Exercise requirements
Each line of the records below that contains "doesn" needs to be copied.

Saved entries
PR #6305, opened 2024-04-13
[KYUUBI #6297] Package Spark SQL engine both Scala 2.12 and 2.13

### LINKED ISSUE #6297: [TASK][EASY] Package Spark SQL engine both Scala 2.12 and 2.13
### What's the level of this task?

EASY

### Code of Conduct

### Search before creating

- [X] I have searched in the [task list](https://github.com/orgs/apache/projects/343) and found no similar tasks.

### Mentor

- [ ] I have sufficient expertise on this task, and I volunteer to be a mentor of this task to guide contributors through the task.

### Skill requirements

- Shell scripts, Maven packaging
- knowledge of how Kyuubi launches Spark applications

### Background and Goals

The Kyuubi Spark SQL engine is a version-agnostic jar, which means the `kyuubi-spark-sql-engine_2.12-1.9.0.jar` built with Spark 3.5 should also work on Spark 3.2 and all supported versions.
Since 1.8, the whole Kyuubi project has supported building with Scala 2.13, so users could create a custom distribution with Scala 2.13. Another idea is, that one Kyuubi tgz ships both `kyuubi-spark-sql-engine_2.12-1.9.0.jar` and `kyuubi-spark-sql-engine_2.13-1.9.0.jar`, then it can support Scala 2.12 and 2.13 in same time.

### Implementation steps

Kyuubi Server already supports extracting Spark's scala version from `$SPARK_HOME/jars/spark-core_*.jar` and choosing the right `kyuubi-spark-sql-engine_*.jar`, so we need to modify `dev/dist` to make the final binary tarball always(no matter the Kyuubi server compiled with Scala 2.12 or 2.13) ships
```
externals/engines/spark/kyuubi-spark-sql-engine_2.12-1.10.0-SNAPSHOT.jar
externals/engines/spark/kyuubi-spark-sql-engine_2.13-1.10.0-SNAPSHOT.jar
```

### Additional context

Introduction of [2024H1 Kyuubi Code Contribution Program](https://github.com/apache/kyuubi/issues/6232)

PorterZhang2021:
# :mag: Description
## Issue References 🔗

This pull request fixes #6297 

## Describe Your Solution 🔧

Here are my main modifications:
1. In the `build/dist` file, I added an additional packaging command that detects the version of `SCALA_VERSION`. If it is version 2.12, then it will additionally package version 2.13, otherwise it will package version 2.12
2. In the section of `# Copy spark engines`, the Jar packages of versions 2.12 and 2.13 will be moved to `$DISTDIR/externals/engines/spark/`

This is my first time submitting a PR, so there may be many unfamiliar areas, and I don't know if my changes meet the needs of the community. More guidance may be needed. When testing locally, it was able to be packaged successfully

## Test Plan 🧪

image

image

---

# Checklist 📝

**Be nice. Be informative.**

### DIFF
--- a/build/dist
+++ b/build/dist
@@ -250,16 +250,16 @@ echo -e "\$ ${BUILD_COMMAND[@]}\n"
 
 # shellcheck disable=SC2050
 if [ "$SCALA_VERSION" = "2.12" ]; then
-  EXTRA_BUILD_COMMAND=("$MVN" install $MVN_DIST_OPT $@  -Pscala-2.13 -pl :kyuubi-spark-sql-engine_2.13 )
+  EXTRA_SPARK_ENGINE_BUILD_COMMAND=("$MVN" install $MVN_DIST_OPT $@ -Pscala-2.13 -pl :kyuubi-spark-sql-engine_2.13 -am)
 else
-  EXTRA_BUILD_COMMAND=("$MVN" install $MVN_DIST_OPT $@  -Pscala-2.12 -pl :kyuubi-spark-sql-engine_2.12 )
+  EXTRA_SPARK_ENGINE_BUILD_COMMAND=("$MVN" install $MVN_DIST_OPT -pl :kyuubi-spark-sql-engine_2.12 -am)
 fi
 
 # shellcheck disable=SC2145
-echo -e "\$ ${EXTRA_BUILD_COMMAND[@]}\n"
+echo -e "\$ ${EXTRA_SPARK_ENGINE_BUILD_COMMAND[@]}\n"
 
 "${BUILD_COMMAND[@]}"
-"${EXTRA_BUILD_COMMAND[@]}"
+"${EXTRA_SPARK_ENGINE_BUILD_COMMAND}"
 
 # Make directories
 rm -rf "$DISTDIR"
@@ -307,8 +307,8 @@ done
 cp "$KYUUBI_HOME/externals/kyuubi-flink-sql-engine/target/kyuubi-flink-sql-engine_${SCALA_VERSION}-${VERSION}.jar" "$DISTDIR/externals/engines/flink/"
 
 # Copy spark engines
-for SUPPORT_VERSION in 2.12 2.13; do
-  cp "$KYUUBI_HOME/externals/kyuubi-spark-sql-engine/target/kyuubi-spark-sql-engine_${SUPPORT_VERSION}-${VERSION}.jar" "$DISTDIR/externals/engines/spark/"
+for scala_version in 2.12 2.13; do
+  cp "$KYUUBI_HOME/externals/kyuubi-spark-sql-engine/target/kyuubi-spark-sql-engine_${scala_version}-${VERSION}.jar" "$DISTDIR/externals/engines/spark/"
 done
 
 # Copy trino engines
--- a/build/dist
+++ b/build/dist
@@ -252,14 +252,14 @@ echo -e "\$ ${BUILD_COMMAND[@]}\n"
 if [ "$SCALA_VERSION" = "2.12" ]; then
   EXTRA_SPARK_ENGINE_BUILD_COMMAND=("$MVN" install $MVN_DIST_OPT $@ -Pscala-2.13 -pl :kyuubi-spark-sql-engine_2.13 -am)
 else
-  EXTRA_SPARK_ENGINE_BUILD_COMMAND=("$MVN" install $MVN_DIST_OPT -pl :kyuubi-spark-sql-engine_2.12 -am)
+  EXTRA_SPARK_ENGINE_BUILD_COMMAND=("$MVN" install $MVN_DIST_OPT $@ -Pscala-2.12 -pl :kyuubi-spark-sql-engine_2.12 -am)
 fi
 
 # shellcheck disable=SC2145
 echo -e "\$ ${EXTRA_SPARK_ENGINE_BUILD_COMMAND[@]}\n"
 
 "${BUILD_COMMAND[@]}"
-"${EXTRA_SPARK_ENGINE_BUILD_COMMAND}"
+"${EXTRA_SPARK_ENGINE_BUILD_COMMAND[@]}"
 
 # Make directories
 rm -rf "$DISTDIR"
--- a/build/dist
+++ b/build/dist
@@ -248,7 +248,18 @@ echo -e "\nBuilding with..."
 # shellcheck disable=SC2145
 echo -e "\$ ${BUILD_COMMAND[@]}\n"
 
+# shellcheck disable=SC2050
+if [ "$SCALA_VERSION" = "2.12" ]; then
+  EXTRA_BUILD_COMMAND=("$MVN" install $MVN_DIST_OPT $@  -Pscala-2.13 -pl :kyuubi-spark-sql-engine_2.13 )
+else
+  EXTRA_BUILD_COMMAND=("$MVN" install $MVN_DIST_OPT $@  -Pscala-2.12 -pl :kyuubi-spark-sql-engine_2.12 )
+fi
+
+# shellcheck disable=SC2145
+echo -e "\$ ${EXTRA_BUILD_COMMAND[@]}\n"
+
 "${BUILD_COMMAND[@]}"
+"${EXTRA_BUILD_COMMAND[@]}"
 
 # Make directories
 rm -rf "$DISTDIR"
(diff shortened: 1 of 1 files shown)


build/dist
```diff
@@ -248,7 +248,18 @@ echo -e "\nBuilding with..."
 # shellcheck disable=SC2145
 echo -e "\$ ${BUILD_COMMAND[@]}\n"
 
+# shellcheck disable=SC2050
+if [ "$SCALA_VERSION" = "2.12" ]; then
+  EXTRA_BUILD_COMMAND=("$MVN" install $MVN_DIST_OPT $@  -Pscala-2.13 -pl :kyuubi-spark-sql-engine_2.13 )
```
pan3793, line 253: `-am` is required, otherwise the mvn command should fail if you don't have .m2 cache

nit: one space between words. EXTRA_BUILD_COMMAND => EXTRA_SPARK_ENGINE_BUILD_COMMAND. `else` is required to safety

build/dist
```diff
@@ -296,7 +307,9 @@ done
 cp "$KYUUBI_HOME/externals/kyuubi-flink-sql-engine/target/kyuubi-flink-sql-engine_${SCALA_VERSION}-${VERSION}.jar" "$DISTDIR/externals/engines/flink/"
 
 # Copy spark engines
-cp "$KYUUBI_HOME/externals/kyuubi-spark-sql-engine/target/kyuubi-spark-sql-engine_${SCALA_VERSION}-${VERSION}.jar" "$DISTDIR/externals/engines/spark/"
+for SUPPORT_VERSION in 2.12 2.13; do
```
pan3793, line 310: SUPPORT_VERSION is not a good var name here, as SCALA_VERSION is occupied, simplify use `i`

pan3793:
@PorterZhang2021 thanks for making this PR. We haven't tested the scripts under Cygwin, but only macOS and Linux, it would be good to add a manual E2E test - create a kyuubi tarball, and use it to bootstrap both Spark 2.12 and 2.13 engines.

build/dist
```diff
@@ -248,7 +248,18 @@ echo -e "\nBuilding with..."
 # shellcheck disable=SC2145
 echo -e "\$ ${BUILD_COMMAND[@]}\n"
 
+# shellcheck disable=SC2050
+if [ "$SCALA_VERSION" = "2.12" ]; then
+  EXTRA_BUILD_COMMAND=("$MVN" install $MVN_DIST_OPT $@  -Pscala-2.13 -pl :kyuubi-spark-sql-engine_2.13 )
+else
+  EXTRA_BUILD_COMMAND=("$MVN" install $MVN_DIST_OPT $@  -Pscala-2.12 -pl :kyuubi-spark-sql-engine_2.12 )
```
yikf, line 255: Thanks @PorterZhang2021 contribution, there are some minor comments:

- Apache kyuubi does not have a profile of the scala-2.12, you can use the default profile for scala-2.12;
- `$@` is actually unnecessary;

You can also [create a kyuubi tarball](https://kyuubi.readthedocs.io/en/master/contributing/code/distribution.html), and use it to manual E2E test.

PorterZhang2021:
> @PorterZhang2021 thanks for making this PR. We haven't tested the scripts under Cygwin, but only macOS and Linux, it would be good to add a manual E2E test - create a kyuubi tarball, and use it to bootstrap both Spark 2.12 and 2.13 engines.感谢你做这个PR。我们还没有在Cygwin下测试这些脚本，但只测试了macOS和Linux下的脚本，最好添加一个手动的E2E测试——创建一个kyubi tarball，并用它来引导Spark 2.12和2.13引擎。

ok, I will try it, thanks for your help.

PorterZhang2021:
@pan3793 @yikf Hello everyone, I have attempted to make a new modification based on your feedback. However, removing `'$@'` resulted in a build error, so I did not make any changes.
The following results are from E2E test:
1. when I use spark 1.2
2 12版本spark
2 12版本spark启动
2 12语句验证情况
2. when I use spark 1.3
2 13版本spark启动
设置2 13环境
image

build/dist
pan3793: `$@` should be persisted, it's user passed custom mvn args

pan3793 (approved):
LGTM, one minor tip, you don't need to reboot the Kyuubi to switch the SPARK_HOME and SPARK_CONF_DIR.

- How does one Kyuubi instance support multiple versions/types of the engine(Spark or Flink or other engines)?

> Kyuubi runs a shell command to launch an engine instance if necessary. For the Spark engine, it calls `$SPARK_HOME/bin/spark-submit ...` to launch a Spark application as an engine instance, so users can overwrite `kyuubi.engine.type` and [the related environment variables](https://kyuubi.readthedocs.io/en/master/configuration/settings.html#environments) to use a different engine client.
> ```
> jdbc:hive2://kyuubi:10009/default;#spark.app.name=my-app;kyuubi.engine.type=SPARK_SQL;kyuubi.engineEnv.SPARK_HOME=/opt/spark-3.2
> ```
[FAQ](https://github.com/apache/kyuubi/discussions/2481)

pan3793:
Thanks, merged to master

build/dist
yikf: yea, but in the case of actually compiling only the spark engine jar, the additional parameters may not be necessary and may instead affect the compilation of the current module;

For example, if the user create a kyuubi tarball compiled by `./dev/dist -Pscala-2.13`, we need to compile the spark engine jar of `scala-2.12`. then the compile command for this block becomes 
```shell
"$MVN" install $MVN_DIST_OPT **-Pscala-2.13** ~~-Pscala-2.12~~ -pl: Kyuubi-spark-SQl-engine_2.2.12 -am?
```

BTW, kyuubi doesn't seem to have a profile for scala-2.12?

pan3793: Hmm... this definitely is an issue, but we can not skip all user-provided mvn args too. we need to rethink and make a followup

pan3793: > kyuubi doesn't seem to have a profile for scala-2.12?

yes, one more thing we need to verify, if both `scala-2.12` and `scala-2.13` exist, which one will take effect if both profiles are activated

yikf: It is better not to rely on some small feature of maven to complicate things, if only the spark engine jar is compiled, what user-provided parameters might be useful?

pan3793: for example, override dep's version

yikf: Oh, I see. then we need another way to solve this problem.

PorterZhang2021:
Hello, everyone @pan3793 @yikf, I have tried two solutions, and the following is my train of thought:
# Solution 1
## Steps
I found a way to use `<profiles>`, roughly as follows:
```xml
<profiles>
        <profile>
            <id>scala-2.12</id>
            <activation>
                <activeByDefault>true</activeByDefault>
            </activation>
            <properties>
            </properties>
        </profile>
        <profile>
            <id>scala-2.13</id>
            <properties>
                <scala.binary.version>2.13</scala.binary.version>
            </properties>
        </profile>
    </profiles>
```
After specifying, I attempted to use 
1. `/ Build/mvn install - DskipTests - Dmaven. savadoc. skip=true - Dmaven. scaladoc. skip=true - Dmaven. source. skip - Pscala-2.12- Pscala-2.13- pl: kyuubi spark SQL engine - am ` 
2. `/ Build/mvn install - DskipTests - Dmaven. savadoc. skip=true - Dmaven. scaladoc. skip=true - Dmaven. source. skip - Pscala-2.13- Pscala-2.12- pl: kyuubi spark SQL engine - am ` 
## Problem
But in the end, it was found that if both '- Pscala2.12' and '- Pscala2.13' are used at the same time, '- Pscala2.13' will be selected by default, which may not be a good solution to this problem.
# Solution 2
Later, I thought about whether it was possible to filter the parameter '$@' internally. I tried writing the following code
## Steps

1. code
```sh
filtered_args=()
for arg in "$@"; do
    if [ "$arg" != "-Pscala2.12" ]; then
        filtered_args+=("$arg")
    fi
done

echo "mvn install ${filtered_args[@]}"
```
2. test
then I try it, after using the ` /test-shell.sh -Pscala2.12 -Etest` command, the final result is as follows：
image

This approach seems to meet our requirements. If you think this solution can be tried, I will conduct testing. At the same time, I also hope that you can provide me with some parameters that may be needed for `$@`, so that I can conduct some testing to prevent any problems from occurring.

Thank you for your help and review.

pan3793:
Cherry-picked to 1.9.1 to support Spark 4.0.0-preview1

PR #6306, opened 2024-04-15
[KYUUBI #5314] Support JDK 21

### LINKED ISSUE #5314: [TASK][EASY] Support JDK 21
### Code of Conduct

### Search before asking

### Skill requirements

- familiar with GitHub Action
- basic knowledge of Apache Maven, including profiles

Java 21 and the JDK 21 release under a general availability (GA) status occurred Sep 19, 2023, as the newest major update to the Java programming language.

More details on Java 21 (JDK 21) GA release via the [JDK-dev mailing list](https://mail.openjdk.org/pipermail/jdk-dev/2023-September/008267.html). More details on all of the major improvements with Java 21 can be found via [OpenJDK.org](https://openjdk.org/projects/jdk/21/).

Kyuubi has supported Java 17 since 1.8, it would be nice if we could support Java 21.

### How should we improve?

Step 0: wait for https://github.com/apache/kyuubi/issues/6293
Step 1: test Kyuubi on JDK 21 and fix errors encountered
Step 2: add CI in GitHub Actions
Step 3(out of scope): leverage new features introduced in JDK 21, e.g. Virtual Thread

Spark 3.5 almost supports Java 21 (except for Arrow, see SPARK-45781), to pass Kyuubi's CI, we need to either 
- disable arrow-related tests; or
- replace arrow jars under Spark 3.5 runtime in CI workflow, just as we did for Hive https://github.com/apache/kyuubi/pull/5280

dupen01:
# :mag: Description
## Issue References 🔗

This pull request fixes #5314 

## Describe Your Solution 🔧
To support Java 21, it would be necessary to upgrade the `spotless-maven-plugin` to a more recent version, such as from 2.30.0 to 2.43.0, as per https://github.com/diffplug/spotless/issues/1819. 
Correspondingly, `googlejavaformat` would also need to be upgraded, which would result in the loss of support for Java 8 (as documented in https://github.com/diffplug/spotless/blob/main/plugin-maven/README.md). This upgrade would cause some existing code formatting checks to fail. 
Drawing inspiration from the Apache Flink community's approach, I propose skipping the `spotless-maven-plugin`'s check behavior in `java-21` profile. Once the Kyuubi community decides to drop support for Java 8, upgrading both `spotless-maven-plugin` and `googlejavaformat` to their newer versions could then be considered.

Executed `mvn clean package -DskipTests` locally under a JDK 21 environment, with no exceptions encountered. 

Packaged into a tar file and did some basic Spark engine test on my Mac, no exceptions were observed.

#### Related Unit Tests

---

# Checklist 📝

**Be nice. Be informative.**


pom.xml
```diff
@@ -2136,6 +2136,41 @@
...
+                    --add-opens=java.base/sun.nio.cs=ALL-UNNAMED
+                    --add-opens=java.base/sun.security.action=ALL-UNNAMED
+                    --add-opens=java.base/sun.security.tools.keytool=ALL-UNNAMED
+                    --add-opens=java.base/sun.security.x509=ALL-UNNAMED
+                    --add-opens=java.base/sun.util.calendar=ALL-UNNAMED
+                    -Djdk.reflect.useDirectMethodHandle=false
+                    -Dio.netty.tryReflectionSetAccessible=true</maven.plugin.surefire.argLine>
+                <!-- Current google format does not run on Java 21.
+                     Don't upgrade it in this profile because it formats code differently.
+                     Re-evaluate once support for Java 8 is dropped. -->
```
pan3793, line 2169: can we recover it by override `<spotless.java.googlejavaformat.version>` in this profile?

pom.xml
```diff
@@ -2136,6 +2136,41 @@
...
+            <id>java-21</id>
+            <activation>
+                <jdk>21</jdk>
+            </activation>
+            <properties>
+                <java.version>21</java.version>
+                <maven.compiler.source></maven.compiler.source>
+                <maven.compiler.target></maven.compiler.target>
+                <maven.compiler.release>${java.version}</maven.compiler.release>
+                <maven.plugin.surefire.argLine>-XX:+IgnoreUnrecognizedVMOptions
```
pan3793, line 2149: actually, we can set this property unconditionally, instead of duplicating it in different profiles

pan3793:
I merged your arrow upgrading PR, please rebase this PR to master, and add a CI coverage for Java 21

pom.xml
dupen01: But if using a new version of `googleJavaFormat` for code formatting check under Java 21, one problem is that this would cause some existing code formatting checks to fail, like this:
```
[ERROR] Failed to execute goal com.diffplug.spotless:spotless-maven-plugin:2.43.0:check (default) on project kyuubi-hive-jdbc: The following files had format violations:
[ERROR]     src/main/java/org/apache/kyuubi/jdbc/KyuubiDriver.java
[ERROR]         @@ -17,6 +17,8 @@
[ERROR]          
[ERROR]          package·org.apache.kyuubi.jdbc;
[ERROR]          
[ERROR]         -/**·@deprecated·Use·`KyuubiHiveDriver`·instead.·*/
[ERROR]         +/**
[ERROR]         +·*·@deprecated·Use·`KyuubiHiveDriver`·instead.
[ERROR]         +·*/
[ERROR]          @Deprecated
[ERROR]          public·class·KyuubiDriver·extends·KyuubiHiveDriver·{}
```
If set `check` to `apply`, in which case it would work.

pan3793: If we accepts those changes, will the Java8 with old `googleJavaFormat` be happy?

dupen01:
> I merged your arrow upgrading PR, please rebase this PR on master, and add a CI coverage for Java 21

Thanks, I will synchronize from the master branch.

pan3793:
@dupen01 you don't need to recreate new PR, just sync the master branch and perform `git rebase master`

pom.xml
dupen01: I will take come tests using both Java 8 and Java 21, and then report back here.

dupen01: I upgraded the versions of `spotless` and `googlejavaformat` in the java21 profile and manually executed `mvn spotless:apply`, some code formats were adjusted by `spotless`. 

But when I switched to Java8 with old `googlejavaformat` for checking, errors occurred. It seems that the rules of the new version of `googlejavaformat` are not compatible with the old version. Perhaps before we drop support for Java8, we can only skip spotless's check in Java21. Once we abandon support for Java8, we can upgrade the versions of spotless and googlejavaformat.

pan3793: thanks for investigating, let's leave a brief comment to explain the decision, i.e. "Skip Java formatting because Java 21 requires a new version of googlejavaformat, but the format rules conflict with the existing one"

pan3793:
you can add the following part to `.github/workflows/master.yml` line 74 to add the Java 21 CI
```
          - java: 21
            spark: '3.5'
            spark-archive: ''
            exclude-tags: ''
            comment: 'normal'
```

dupen01:
My new submission includes other PR commit, and I'm not sure if there are any conflicts. Could you please review it for me? I apologize for any inconvenience this may cause you.

pan3793:
> My new submission includes other PR commit, and I'm not sure if there are any conflicts

Git is a little bit confusing for new contributors, I hope the following article and tool helps you to learn it.

[1] https://dev.to/lydiahallie/cs-visualized-useful-git-commands-37p1
[2] https://git-fork.com/

pan3793:
> java.lang.IllegalAccessException: class org.apache.kyuubi.client.ServerTestHelper cannot access class sun.security.tools.keytool.CertAndKeyGen (in module java.base) because module java.base does not export sun.security.tools.keytool to unnamed module @b121a8

looks additional module export is required

dupen01:
> > java.lang.IllegalAccessException: class org.apache.kyuubi.client.ServerTestHelper cannot access class sun.security.tools.keytool.CertAndKeyGen (in module java.base) because module java.base does not export sun.security.tools.keytool to unnamed module @b121a8
> 
> looks additional module export is required

I reproduced the exception, and it appears to be caused by the configuration in the `java-17` profile not being passed to `java-21`. After copying the configuration from the `java-17` profile to `java-21`, the exception disappeared.
```
<profile>
            <id>java-21</id>
            <activation>
                <jdk>21</jdk>
            </activation>
            <properties>
                <java.version>21</java.version>
                <maven.plugin.surefire.argLine>-XX:+IgnoreUnrecognizedVMOptions
                    --add-opens=java.base/java.lang=ALL-UNNAMED
                    --add-opens=java.base/java.lang.invoke=ALL-UNNAMED
                    --add-opens=java.base/java.lang.reflect=ALL-UNNAMED
                    --add-opens=java.base/java.io=ALL-UNNAMED
                    --add-opens=java.base/java.net=ALL-UNNAMED
                    --add-opens=java.base/java.nio=ALL-UNNAMED
                    --add-opens=java.base/java.util=ALL-UNNAMED
                    --add-opens=java.base/java.util.concurrent=ALL-UNNAMED
                    --add-opens=java.base/java.util.concurrent.atomic=ALL-UNNAMED
                    --add-opens=java.base/sun.nio.ch=ALL-UNNAMED
                    --add-opens=java.base/sun.nio.cs=ALL-UNNAMED
                    --add-opens=java.base/sun.security.action=ALL-UNNAMED
                    --add-opens=java.base/sun.security.tools.keytool=ALL-UNNAMED
                    --add-opens=java.base/sun.security.x509=ALL-UNNAMED
                    --add-opens=java.base/sun.util.calendar=ALL-UNNAMED
                    -Djdk.reflect.useDirectMethodHandle=false
                    -Dio.netty.tryReflectionSetAccessible=true</maven.plugin.surefire.argLine>
            </properties>
            <build>
...
```

dupen01:
Hi, @pan3793. 
Regarding the two errors that occurred in the CI workflow, here is my investigation:

1. Scala Test (2.13, 8, 3.5): 
Exception message:
```
Error: ] /home/runner/work/kyuubi/kyuubi/kyuubi-server/src/main/scala/org/apache/kyuubi/server/metadata/jdbc/JDBCMetadataStore.scala:83: Implicit definition should have explicit type (inferred com.zaxxer.hikari.HikariDataSource)
```
Analysis:
This is likely a new feature of Scala 2.13 that does not support the omission of explicit types when defining implicit variables. When I made the following change to the problematic code `kyuubi-server/src/main/scala/org/apache/kyuubi/server/metadata/jdbc/JDBCMetadataStore.scala`:
```
83  -  implicit private[kyuubi] val hikariDataSource = new HikariDataSource(hikariConfig)
83  +  implicit private[kyuubi] val hikariDataSource: HikariDataSource = new HikariDataSource(hikariConfig)
```
After re-executing the Scala Test (2.13, 8, 3.5) workflow, it succeeded.
This exception seems unrelated to this issue.

2. Kyuubi and Spark Test (21, 3.5, normal): 
Exception message:
```
- max result rows *** FAILED ***
  org.apache.kyuubi.jdbc.hive.KyuubiSQLException: org.apache.spark.SparkException: Job aborted due to stage failure: Task 0 in stage 68.0 failed 1 times, most recent failure: Lost task 0.0 in stage 68.0 (TID 68) (localhost executor driver): java.lang.UnsupportedOperationException: sun.misc.Unsafe or java.nio.DirectByteBuffer.<init>(long, int) not available
	at org.apache.arrow.memory.util.MemoryUtil.directBuffer(MemoryUtil.java:174)
	at org.apache.arrow.memory.ArrowBuf.getDirectBuffer(ArrowBuf.java:229)
	at org.apache.arrow.memory.ArrowBuf.nioBuffer(ArrowBuf.java:224)
	...
```
Analysis:
I reproduced this exception locally, and it seems to be caused by a version mismatch between the arrow dependency included in the Spark 3.5 distribution package (version 12.0.0) and in Kyuubi's master branch(15.0.2) .
Testing:
After replacing the built-in `arrow-12.0.0` in the Spark 3.5 distribution package with `arrow-15.0.2`, and performing the "max result rows" test locally, the exception disappeared.

pan3793:
@dupen01

for issue 1, we can do Scala 2.13 upgrading independently.

issue 2 was mentioned in https://github.com/apache/kyuubi/issues/5314

> replace arrow jars under Spark 3.5 runtime in CI workflow, just as we did for Hive https://github.com/apache/kyuubi/pull/5280

pom.xml
pan3793: this is done in 5623ead6bdea8a9b5948c07ca48c857c2e518940

pom.xml
```diff
@@ -2136,12 +2138,66 @@
...
+        </profile>
+
         <!-- For development only, not generally applicable for all modules -->
         <profile>
             <id>scala-2.13</id>
             <properties>
                 <scala.binary.version>2.13</scala.binary.version>
-                <scala.version>2.13.8</scala.version>
+                <!-- Scala version above 2.13.11 support Java 21. -->
+                <scala.version>2.13.11</scala.version>
```
pan3793, line 2200: `maven.plugin.silencer.version` might be required to update accordingly. anyway, let's do this upgrading independently.

.github/workflows/master.yml
```diff
@@ -71,6 +71,11 @@ jobs:
             spark-archive: '-Dspark.archive.mirror=https://archive.apache.org/dist/spark/spark-3.4.2 -Dspark.archive.name=spark-3.4.2-bin-hadoop3.tgz -Pzookeeper-3.6'
             exclude-tags: '-Dmaven.plugin.scalatest.exclude.tags=org.scalatest.tags.Slow,org.apache.kyuubi.tags.DeltaTest,org.apache.kyuubi.tags.IcebergTest,org.apache.kyuubi.tags.PaimonTest,org.apache.kyuubi.tags.SparkLocalClusterTest'
             comment: 'verify-on-spark-3.4-binary'
+          - java: 21
+            spark: '3.5'
```
pan3793, line 75: FYI. 03dcedd89ed26fb21d0475b974a637e805e06d3b enabled CI for Spark 4.0, with JDK 17, and Spark 4.0 is fully compatible with Java 21.

pan3793:
@dupen01 the master branch is ready to support Java 21, please let me know if you still interested in this PR :)

dupen01:
> @dupen01 the master branch is ready to support Java 21, please let me know if you still interested in this PR :)

sure, i will pull master and do my work for this.

pan3793:
thanks for making this change, one last request, could you please enable it with Spark 4.0 test in CI https://github.com/apache/kyuubi/blob/aaef76cc168bf629768e0a3372687fdc210edf59/.github/workflows/master.yml#L58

Result of the exercise
BTW, kyuubi doesn't seem to have a profile for scala-2.12?
pan3793: > kyuubi doesn't seem to have a profile for scala-2.12?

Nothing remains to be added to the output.